The US House of Representatives elects a new president today. Usually it’s just a formality, but because of the divisions in the Republican Party, this year it could be a real spectacle. For the first time in a hundred years, multiple rounds of voting may be required.
In November’s US midterm elections, Republicans won a narrow majority in the House of Representatives. With a majority, the party can vote its own candidate for president.
That home candidate is California Assemblyman Kevin McCarthy. He was chosen as the presidential candidate by his own party. But not everyone in the party is happy.

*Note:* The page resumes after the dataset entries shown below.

PR #13, opened 2018-05-22
OCLOMRS-16: Fix Login UI, Add preloader and logout functionality

hadijahkyampeire:
# JIRA TICKET NAME:
[OCLOMRS-16: Fix Login UI and add preloader](https://issues.openmrs.org/browse/OCLOMRS-16)

# Summary:
This PR fixes the Login component as advised during the demo: 
- the Login component is rendered as the index page.
- Adds a loader component that will show the user the progress when the request is being made.
- Implements logout

### DIFF
--- a/src/Actions/AuthActions.js
+++ b/src/Actions/AuthActions.js
@@ -1,27 +1,35 @@
-import axios from "axios";
-import { Login, LoginFailed } from "../ActionCreators/AuthActionCreators";
+import axios from 'axios';
+import {
+  Login,
+  LoginFailed,
+  LoginStarted,
+  Logout,
+} from '../ActionCreators/AuthActionCreators';
 
-const BASE_URL = "https://api.openconceptlab.org/";
+const BASE_URL = 'https://api.openconceptlab.org/';
 
-// login action
-const LoginAction = ({ username, token }) => {
-  return async dispatch => {
-    try {
-      const url = `${BASE_URL}/users/${username}/`,
-        headers = { Authorization: `Token ${token}` };
-      // dispatch login sent
-      const response = await axios.post(url, null, { headers });
-      dispatch(Login(response));
-      localStorage.setItem("token", `Token ${token}`);
-      localStorage.setItem("username", `${username}`);
-    } catch (error) {
-      if (error.response) {
-        dispatch(LoginFailed(error.response.data.detail));
-      } else if (error.request) {
-        dispatch(LoginFailed("Request can't be made"));
-      }
+const LoginAction = ({ username, token }) => async (dispatch) => {
+  try {
+    const url = `${BASE_URL}/users/${username}/`;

For example, he draws harsh criticism from the far-right wing of the party, which supports former President Trump’s line. Since the Republican Party did not have a large majority (222 of the 435 seats), opposition from a small group would have already jeopardized McCarthy’s presidency.
If the 57-year-old McCarthy fails to convince House in one round, multiple rounds will follow. The last time this happened was in 1923.
There is no alternative within the Republican Party
The election of the Speaker is the first task of the House in the new term that begins today. This happens even before the MPs are sworn in. Parliament cannot function in the absence of the President.
Incidentally, McCarthy could also be elected with less than 218 votes. This is possible, for example, when some MPs do not participate in voting.
The Republican candidate faces the polls with confidence. “I think it’s going to be a good day,” he said of Monday night’s voting day.
McCarthy has the advantage that no other viable candidate has yet emerged within the Republican Party. This means the party leader is a strong contender to replace outgoing Democrat Nancy Pelosi.